Clojure/West 2012 slides collected here - edwardw
https://github.com/strangeloop/clojurewest2012-slides

======
kamaal
From the slides clojurePoweredStartups.pdf

    
    
        1. Our community is not enterprisey.
    

I always thought that this is because of :
<http://perl.plover.com/yak/12views/samples/notes.html#sl-39>

    
    
        problem #1 is a total cluelessness about what other people consider valuable and useful.
    
        problem #2 is that when faced with someone else's problem which Lisp doesn't solve effectively, the response is a mixture of ``that's not a real problem'' and ``you're an idiot for wanting to solve that.''
    

I have seen this so many times, that I have even forgotten the count. MJD is
right.

In my case this is what prevents me from using Lisp.

    
    
        1. Lack of most commonly used libraries to do every task.
        2. No proper tooling support, No IDE's.

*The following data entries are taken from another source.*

PR #3939, opened 2020-02-17
refextract: handle additional pubnotes

michamos:
* INSPIR-3190

No tests, as I don't want to touch workflow tests and the feature is already tested in inspire-schemas and inspire-dojson.


drjova:
@michamos merged dojson part

michamos:
@drjova thanks. Lots of integration tests are failing, I guess due to invenio updates (I ran `poetry update`). Should I revert the lockfile and just run `poetry update inspire-schemas`? or do you want to pin packages?

drjova:
the packages are pinned https://github.com/inspirehep/inspire-next/blob/master/pyproject.toml#L46-L71 that's strange, could you please just update schemas?

PR #3940, opened 2020-02-24
poetry: bump refextract to v0.2.22

michamos:


poetry.lock
```diff
@@ -2716,7 +2716,7 @@ description = "MessagePack (de)serializer."
 name = "msgpack"
 optional = false
 python-versions = "*"
-version = "0.6.2"
+version = "1.0.0"
```
michamos: maybe we should pin it ? see https://github.com/msgpack/msgpack-python#major-breaking-changes-in-msgpack-10

drjova: 👍

drjova:
Sometimes it happens, I just restarted the build

PR #3945, opened 2020-04-06
poetry: bump inspire-dojson

michamos:


poetry.lock
```diff
@@ -1385,13 +1388,13 @@ description = "INSPIRE-specific rules to transform from MARCXML to JSON and back
 name = "inspire-dojson"
 optional = false
 python-versions = "*"
-version = "63.0.2"
+version = "63.0.8"
```
michamos, line 1391: this should be `63.0.9` but can't convince poetry to get that one, although it's on PyPI :cry:

PR #3946, opened 2020-04-07
RT: submission approval ticket link to labs

miguelgrc:
* INSPIR-3370


pazembrz:
Maybe a test which would check url in context for a ticket would be appropriate? :)

PR #3948, opened 2020-04-16
views: move revision endpoints to hep

miguelgrc:
* INSPIR-3118


drjova:
LGTM, I'd leave this PR open until we'll make sure the new routes setup in k8s works properly

PR #3950, opened 2020-06-17
Dockerfile: upgrade pip when building image

michamos:


michamos:
I checked locally that this builds correctly, so I'll just merge it.

PR #854, opened 2017-05-10
Skipchain 835 2

ineiti:
This is the newest, shiniest skipchain. It features:

- better separation of the `api` and the service
- simplified handling with outsourcing of `chainiac`-features


ineiti:
Will be split in smaller parts

PR #856, opened 2017-05-22
Step-by-step copy of the randhound

ineiti:
This is a clean copy to master for the randhound-service.


ineiti:
The api should take some tests.

randhound/protocol/utils.go
```diff
@@ -21,9 +21,11 @@ func (rh *RandHound) newSession(nodes int, groups int, purpose string, timestamp
 	var err error
 
 	if timestamp.IsZero() {
-		timestamp = time.Now()
+		timestamp = time.Now().UTC()
```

No good build and maintenance tools.
        3. Impractical approach to everyday problem solving which can other wise done in Perl.
        4. Very high barrier to entry. And no effort from the community to make it easier. Reading documentation requires knowledge of a lot of things.
        5. Overall complete refusal and denial to even agree these problems exist.
    

All this prevents people from learning, hence using. Without some volume of
people knowing how to work with Lisp. Lisp doesn't have a chance of getting
adopted in the enterprise.

No body will use a language in which hiring is difficult. And who ever hires
uses his own tools and programs with notepad. Frameworks, libraries, tools,
volumes of programmers, good documentation, good forum support is crucial for
any language to win today.

Merely language being good, does little for the adoption.